Un deuxième sentier s’ouvrit ensuite aux pieds du séminariste, qui désormais, depuis le début de sa deuxième année de séminaire, était revêtu de la soutane. Ce fut le sentier parfois ardu, parfois aride, mais ô combien essentiel et fondamental, des deux années de philosophie. Éclairé par les enseignements d’Aristote et de saint Thomas d’Aquin, le jeune homme apprit à poser sur le réel un regard de raison ; il organisa sa pensée, la structura, l’affina. Depuis l’étude de la nature, jusqu’aux plus hautes envolées de la métaphysique ou de la théodicée (c’est-à-dire, la « théologie naturelle » ou approche philosophique de Dieu), le jeune homme disposa son intelligence pour le chemin qui lui restait à parcourir.

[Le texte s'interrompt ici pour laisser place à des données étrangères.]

PR #217, opened 2026-04-07
Add support for NonZero

quic-ykota:
### Description
Adds support for NonZero Op

### Motivation and Context
- NonZero op's output is of dynamic shape. This implementation sets the output shape to be [rank, num_inputs]. Current test framework also does not handle dynamic shapes well so the PR updates them (See: is_dynamic_output) or relaxes the checks in one place.
- HTP's output would be in transposed form of shape [num_inputs, rank]. So, this op builder explicitly adds a transpose to match with onnx format [rank, num_inputs]
- This op only supports a few combinations of inputs and outputs (See: https://docs.qualcomm.com/doc/80-63442-10/topic/HtpOpDefSupplement.html#nonzero). IsOpSupported, ProcessInputs account for the subset of combinations supported by HTP.

### DIFF
--- a/onnxruntime/core/providers/qnn/builder/opbuilder/nonzero_op_builder.cc
+++ b/onnxruntime/core/providers/qnn/builder/opbuilder/nonzero_op_builder.cc
@@ -96,23 +96,9 @@ Ort::Status NonZeroOpBuilder::ProcessInputs(QnnModelWrapper& qnn_model_wrapper,
     const std::string cast_output_name = utils::UniqueNameGenerator().New(original_input_name, "_cast_fp16");
 
     // Create fp16 intermediate tensor.
-    QnnTensorWrapper cast_output_tensorwrapper(cast_output_name,
-                                               QNN_TENSOR_TYPE_NATIVE,
-                                               QNN_DATATYPE_FLOAT_16,
-                                               QnnQuantParamsWrapper(),
-                                               std::vector<uint32_t>(input_info.shape));
-    RETURN_IF_NOT(qnn_model_wrapper.AddTensorWrapper(std::move(cast_output_tensorwrapper)),
-                  "Failed to add fp16 cast tensor.");
-
-    // Add Cast node: fp32 -> fp16.
-    const std::string cast_node_name = cast_output_name + "_cast_node";
-    RETURN_IF_NOT(qnn_model_wrapper.CreateQnnNode(cast_node_name,
-                                                  QNN_OP_PACKAGE_NAME_QTI_AISW,
-                                                  QNN_OP_CAST,
-                                                  {original_input_name},
-                                                  {cast_output_name},
-                                                  {}),
-                  "Failed to add Cast fp32->fp16 node");
+    RETURN_IF_ERROR(qnn_model_wrapper.AddCastNode(cast_output_name + "_cast_node", original_input_name,
+                                                  cast_output_name, QNN_TENSOR_TYPE_NATIVE, QNN_DATATYPE_FLOAT_16,
+                                                  QnnQuantParamsWrapper(), std::vector<uint32_t>(input_info.shape), do_op_validation));
 
     // Replace the input name with the casted fp16 tensor.
     input_names.back() = cast_output_name;
@@ -200,7 +186,8 @@ Ort::Status NonZeroOpBuilder::ProcessAttributesAndOutputs(QnnModelWrapper& qnn_m
                                                   QNN_OP_TRANSPOSE,
                                                   {nonzero_out_name},
                                                   {transpose_out_name},
-                                                  std::move(transpose_params)),
+                                                  std::move(transpose_params),
+                                                  do_op_validation),
                   "Failed to add Transpose node.");
 
     // Cast: int32 -> int64 for graph output.
@@ -217,7 +204,8 @@ Ort::Status NonZeroOpBuilder::ProcessAttributesAndOutputs(QnnModelWrapper& qnn_m
                                                   QNN_OP_CAST,
                                                   {transpose_out_name},
                                                   {output_name},
-                                                  {}),
+                                                  {},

Vint le troisième sentier de la montagne : quatre ans de théologie. Le séminariste suivit de nouveau saint Thomas d’Aquin, cette fois pour approfondir, avec le regard de l’intelligence éclairé par la foi théologale, les mystères de la foi chrétienne : Dieu dans son unité et sa Trinité, l’Incarnation, l’Église, les sacrements, les fins dernières … Le jeune homme apprit surtout à contempler ces mystères, pour pouvoir un jour les faire connaître aux âmes qui lui seront confiées.
Les ordres sacrés
Au cours de la troisième année de théologie – sixième au séminaire – le jeune homme se donna totalement à Dieu dans le sous-diaconat ; sa consécration s’approfondit avec l’ordination diaconale. Il passa dès lors sa quatrième année de théologie, le dernier sentier menant au sommet, dans une paroisse, où, tout en poursuivant ses études, il apprit sur le terrain la charge redoutable mais si belle du ministère auprès des âmes. Il apprit la valeur des humbles services, sans relief, loin des projecteurs des succès éclatants ; il apprit la difficulté d’annoncer le Christ à certaines âmes ; il apprit en fait à se renoncer à lui-même, à prendre sa croix, et à suivre son Maître crucifié[4]Mc 8, 34. Mais transporté de joie, il s’initia à la prédication, à la célébration de la sainte Messe et des sacrements. Il goûta au bonheur de voir des âmes approfondir leur union au Christ.
Au moment d’atteindre le sommet et d’entrer dans la nuée, et d’entendre le Père éternel, regardant dans son âme le visage de son Fils, dire : « Celui-ci est mon fils bien-aimé, il a toute ma faveur[5]Mt 17, 5 », le jeune diacre considère une dernière fois le chemin parcouru. Son cœur déborde d’action de grâces. Il se retourne vers la nuée qui couvre le sommet de la montagne ; son cœur peut palpiter, ses membres trembler d’émotion, son âme reste ferme dans la confiance, appuyée sur la grâce du Christ qui l’assure qu’il sera toujours avec lui. Le jeune diacre s’avance. Encore quelques pas. Consummatum est – tout est accompli[6]Jn 19, 30.